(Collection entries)

┄┄┄┄┄┄

PR #804, opened 2017-04-07
Add 'make metrics-tests' rule to execute all metrics

chavafg:
This PR contains 3 commits:

- metrics - Add Makefile rule to run metrics tests
This new Makefile rule will run all metrics tests in
tests/metrics/run_docker_metrics and will generate the files
needed to execute them

- metrics doc - update metrics README
This change documents how to execute the new rule to
execute the metrics tests.

- metrics - abort metrcis tests if generated files are missing
This commit will verify if the test/lib/test-common.bash is
already generated before running the metrics tests. It will
also tell you to use the Makefile rule 'make metrics-test' so
the missing files are generated.

### DIFF
--- a/tests/metrics/README.md
+++ b/tests/metrics/README.md
@@ -4,19 +4,21 @@
 Some tests require you to enable the debug mode of cc-oci-runtime. To enable it, please take a look at:
 https://github.com/01org/cc-oci-runtime#18running-under-docker
 
-To run the metrics, just run:
+
+### Run all metrics tests
+To run the metrics, please use the Makefile rule `metrics-tests` on the top level of this repository:
 
 ```bash
-$ cd tests/metrics
-$ ./run_docker_metrics
+$ sudo -E PATH=$PATH make metrics-tests
 ```
 
 This will run all metrics tests and generete a `results` directory.
 
-Each file in the `result` directory contains the result for a test and has the format of a CSV.
+Each file in the `results` directory contains the result for a test as a comma separated values or CSV.
 At the end of each file you will find the result average of all the data collected by the test.
 
-You can also run each tests script separately. e.g.
+Execute `sudo -E PATH=$PATH make metrics tests` to generate the necessary files to run individual tests.
+For example:
 
 ```bash
 $ cd tests/metrics
--- a/tests/metrics/run_docker_metrics
+++ b/tests/metrics/run_docker_metrics
@@ -1,23 +1,19 @@
 #!/bin/bash
 
 source ./run_docker_metrics.dat
+
+# Verify that test-common.bash is generated.
+SCRIPT_PATH=$(dirname "$(readlink -f "$0")")
+[ -f "${SCRIPT_PATH}/../lib/test-common.bash" ] || \
+	{ echo "Required files are not generated, please run 'sudo make metrics-tests' from top level of this repo" \
+	&& exit 1; }
+
+
 RESULT_DIR="./results"
 
 if [ ! -d "$RESULT_DIR" ]; then
 	mkdir "$RESULT_DIR"
 fi
-
-IN_FILES=(workload_time/cor_create_time.sh.in)
-
-#generate files if they do not exist
-for inf in ${IN_FILES[@]}; do
-	outf="`dirname \"${inf}\"`/`basename -s '.in' \"${inf}\"`"
-	if [ ! -f "${outf}" ]; then
-		PACKAGE_NAME=cc-oci-runtime \
-		../../data/genfile.sh "${inf}" "${outf}"
-		chmod +x "${outf}"
-	fi
-done
 
 # complete workload : docker run --runtime $runtime -tid $image $cmd
 bash workload_time/docker_workload_time.sh true ubuntu runc "$TIMES"
@@ -37,5 +33,5 @@ bash density/docker_cpu_usage.sh "$TIMES" "$CPU_WAIT_TIME"
 bash density/docker_memory_usage.sh "$MEM_CONTAINERS" "$MEM_WAIT_TIME"
 
 # kernel boot time
-bash workload_time/kernel_boot_time.sh $TIMES
+bash workload_time/kernel_boot_time.sh "$TIMES"
 bash workload_time/kernel_boot_time_stress.sh
--- a/Makefile.am
+++ b/Makefile.am
@@ -411,6 +411,15 @@ crio-tests: cc-oci-runtime cc-proxy cc-shim tests/lib/test-crio.bats
 	@timeout 4m $(BATS_PATH) -t $(srcdir)/tests/integration/cri-o
 endif
 
+if METRICS_TESTS
+METRICS_PATH := "$(abs_top_srcdir)/tests/metrics"
+metrics-tests: cc-oci-runtime cc-proxy cc-shim $(GENERATED_FILES)
+	@pushd $(METRICS_PATH); \
+	./run_docker_metrics; \
+	popd ; \
+	echo "Metrics results can be found on $(METRICS_PATH)/results"
+endif
+
 #### tests ####
 if BUILD_TESTS
 
--- a/configure.ac
+++ b/configure.ac
@@ -122,6 +122,19 @@ AS_IF([test x"$run_docker_tests" = x"yes"],
     [AC_SUBST([DOCKER_TESTS], [0])])
 AM_CONDITIONAL([DOCKER_TESTS], [test x"$run_docker_tests" = x"yes"])
 
+# Metrics tests
+AC_ARG_ENABLE(metrics-tests, AS_HELP_STRING([--disable-metrics-tests],
+              [disable metrics tests @<:@default=no@:>@]))
+
+AS_IF([test x"$enable_metrics_tests" = x"yes" -o x"$enable_metrics_tests" = x""],
+    [run_metrics_tests=yes],
+    [run_metrics_tests=no])
+
+AS_IF([test x"$run_metrics_tests" = x"yes"],
+    [AC_SUBST([METRICS_TESTS], [1])],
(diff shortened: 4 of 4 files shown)


chavafg:
qa-passed

jodh-intel:
lgtm

tests/metrics/run_docker_metrics
```diff
@@ -1,24 +1,19 @@
 #!/bin/bash
 
 source ./run_docker_metrics.dat
+
+# Verify that test-common.bash is generated.
+SCRIPT_PATH=$(dirname "$(readlink -f "$0")")
+[ -f "${SCRIPT_PATH}/../lib/test-common.bash" ] || \
```
grahamwhaley: Hi. Can you double check this file check line for me. It seems to always exit on my system (ubuntu under ciao-down) and doesn't run the tests (when invoked with the `make metrics-tests` from the top level dir).
To check I ran the script in the subdir with -x. Output:

```
gwhaley@singlevm:/work/gwhaley/gopath/src/github.com/01org/cc-oci-runtime/tests/metrics$ sudo bash -x ./run_docker_metrics
+ source ./run_docker_metrics.dat
++ TIMES=100
++ MEM_CONTAINERS=10
++ MEM_WAIT_TIME=30m
++ CPU_WAIT_TIME=2m
+++ readlink -f ./run_docker_metrics
++ dirname /work/gwhaley/gopath/src/github.com/01org/cc-oci-runtime/tests/metrics/run_docker_metrics
+ SCRIPT_PATH=/work/gwhaley/gopath/src/github.com/01org/cc-oci-runtime/tests/metrics
+ '[' -f /work/gwhaley/gopath/src/github.com/01org/cc-oci-runtime/tests/metrics/../lib/test-common.bash ']'
+ exit 1
gwhaley@singlevm:/work/gwhaley/gopath/src/github.com/01org/cc-oci-runtime/tests/metrics$ ls ../lib
test-common.bash  test-common.bash.in  test-crio.bats  test-crio.bats.in
```

I also checked - it does print the warning and exit when the tests-common.bash file is removed.

I'd probably just open-code the line as an if/fi line :-)

tests/metrics/README.md
```diff
@@ -4,25 +4,19 @@
...
 
-To run the metrics, just run:
+
+### Run all metrics tests
+To run the metrics, please use Makefile rule `metrics-tests` on the top level of this repository:
 
 ```bash
-$ cd tests/metrics
-$ ./run_docker_metrics
+$ sudo make metrics-tests
```
grahamwhaley: Just a note - this does not quite work on my 'ubuntu under ciao-down' instance as 'go' is not available to root, and this make line tries to build the whole source base (from a clean checkout), including the proxy which is in `go`. Just a niggle/annoyance.

tests/metrics/README.md
```diff
@@ -4,25 +4,19 @@
...
 ```
 
 This will run all metrics tests and generete a `results` directory.
 
 Each file in the `result` directory contains the result for a test and has the format of a CSV.
```
grahamwhaley: nitpick not directly related to your patches (but shows up in view)... here `result` should also be `results` as per above. If you do re-work this file then maybe you can fix that as well? :-)

tests/metrics/README.md
```diff
@@ -4,25 +4,19 @@
...
 At the end of each file you will find the result average of all the data collected by the test.
 
-You can also run each tests script separately. e.g.
```
grahamwhaley: I'm OK deleting this section - or alternatively - we could just note that individual tests can be run once `make metrics-tests` has been once to generate the necessary files. I know it's a bit imperfect, but being able to run individual tests is useful.

tests/metrics/README.md
chavafg: Added `sudo` because if user is not part of the docker group, it will not be able to run docker command successfully, but I can remove it and add a note for this. Does that sounds good?

tests/metrics/run_docker_metrics
chavafg: Yes, I missed `( )` to group the echo and the exit command, sorry about that, fixing...

tests/metrics/README.md
chavafg: Sure

tests/metrics/README.md
chavafg: Sounds good

tests/metrics/README.md
grahamwhaley: Sadly, it is slightly more complicated - at least one of the tests (docker_memory_usage.sh) requires to be running as `root` to be able to run `smem` whilst looking at the docker processes it does not own - so, removing the `sudo` I expect will make that test not generate the correct data. Maybe we just make a note saying if the build may fail if `root` does not have a correct environment set up, so you may need to first run as non-root to get a valid build, and then again as root to get a full set of valid results. Not great. @jodh-intel , any thoughts on a better solution - non are immediately springing to my mind.
 And, of course (such as in my case), we don't actually do an `install` step here, so we are actually testing the system installed CC components, not the ones we just built afaik :-)  Maybe the make `metrics-tests' rule should not rely on the CC binaries being built, as it is not actually testing those binaries??

chavafg: This is what works for me: 
```
./autogen.sh --with-qemu-path=/usr/bin/qemu-lite-system-x86_64 --with-cc-image=/usr/share/clear-containers/clear-containers.img --with-cc-kernel=/usr/share/clear-containers/vmlinux.container
make 
sudo make install 
sudo -E make metrics-tests
```
But yes, I have configured `go` to use it with `sudo`.

Currently docker and cri-o tests work with the installed binaries, so the `make install` should be a needed step before running the metrics.

chavafg:
qa-passed

tests/metrics/README.md
jodh-intel: I've raised #811 to capture the need for `root`.

Best practise says we should run everything with the minimum set of privs and only elevate privs when we need to using `sudo(8)`.

@chavafg - We could land this change and then immediately fix #811, but as a minimum we need to document the steps you've outlined there (including the crucial `-E` flag for `sudo(8)`).

tests/metrics/run_docker_metrics
grahamwhaley: Hi again. That still doesn't seem to work for me. I think what is happening is that the (xxx) starts a subshell, so the 'exit 1' exits that subshell only, and not the 'app'. What I think you need to do is replace the () with {} to create 'group command', like:

```
        { echo "Required files are not generated, please run 'sudo make metrics-tests' from top level of this repo" \
        && exit 1; }
```

I tried this, and that does work for me.

tests/metrics/README.md
```diff
@@ -4,19 +4,21 @@
...
 
-To run the metrics, just run:
+
+### Run all metrics tests
+To run the metrics, please use Makefile rule `metrics-tests` on the top level of this repository:
 
 ```bash
-$ cd tests/metrics
-$ ./run_docker_metrics
+$ sudo -E make metrics-tests
```
grahamwhaley: Ah, 'sudo -E' - that feels better. Oddly, it still doesn't actually work for me (even though a `sudo -e echo $PATH` shows the go binary path in there???). I think we can run with this as is for the minute though - it is a step in the right direction.

grahamwhaley:
Oh, and a nitpick if we are doing some edits. In the last commit message s/metrcis/metrics/ :-)

tests/metrics/README.md
jodh-intel: @grahamwhaley - Does a "`sudo -E PATH=$PATH make metrics-tests`" work for you?

grahamwhaley: @jodh-intel it does!!! @chavafg , if we can add that `PATH=$PATH` bit, that'd be good.

chavafg:
@grahamwhaley all changes applied, can you please check?

chavafg:
qa-passed

devimc:
lgtm

grahamwhaley:
Tested-By: me
lgtm

grahamwhaley:
@rcaballeromx some minor docs changes here for you to review :-)

tests/metrics/README.md
```diff
@@ -4,19 +4,21 @@
 Some tests require you to enable the debug mode of cc-oci-runtime. To enable it, please take a look at:
 https://github.com/01org/cc-oci-runtime#18running-under-docker
 
-To run the metrics, just run:
+
+### Run all metrics tests
+To run the metrics, please use Makefile rule `metrics-tests` on the top level of this repository:
```
rcaballeromx: Change to:
... please use the Makefile rule ...

tests/metrics/README.md
```diff
@@ -4,19 +4,21 @@
...
 ```bash
-$ cd tests/metrics
-$ ./run_docker_metrics
+$ sudo -E PATH=$PATH make metrics-tests
 ```
 
 This will run all metrics tests and generete a `results` directory.
 
-Each file in the `result` directory contains the result for a test and has the format of a CSV.
+Each file in the `results` directory contains the result for a test and has the format of a CSV.
```
rcaballeromx: Each file in the `results` directory contains the result for a test as comma separated values or CSV.

tests/metrics/README.md
```diff
@@ -4,19 +4,21 @@
...
 At the end of each file you will find the result average of all the data collected by the test.
 
-You can also run each tests script separately. e.g.
+You will be able to run individual tests after `make metrics-tests` has been exectued (so necessary
```
rcaballeromx: Execute `make metrics-tests` to generate the necessary files needed to run individual tests. For example:

chavafg:
@rcaballeromx thanks for your comments, already updated. Can you please check?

┄┄┄┄┄┄

* WHAT YOU HAVE TO DO *
For the records given here, say how many lines hold the string "changes", with no further words.

* PROBLEM SOLUTION *
2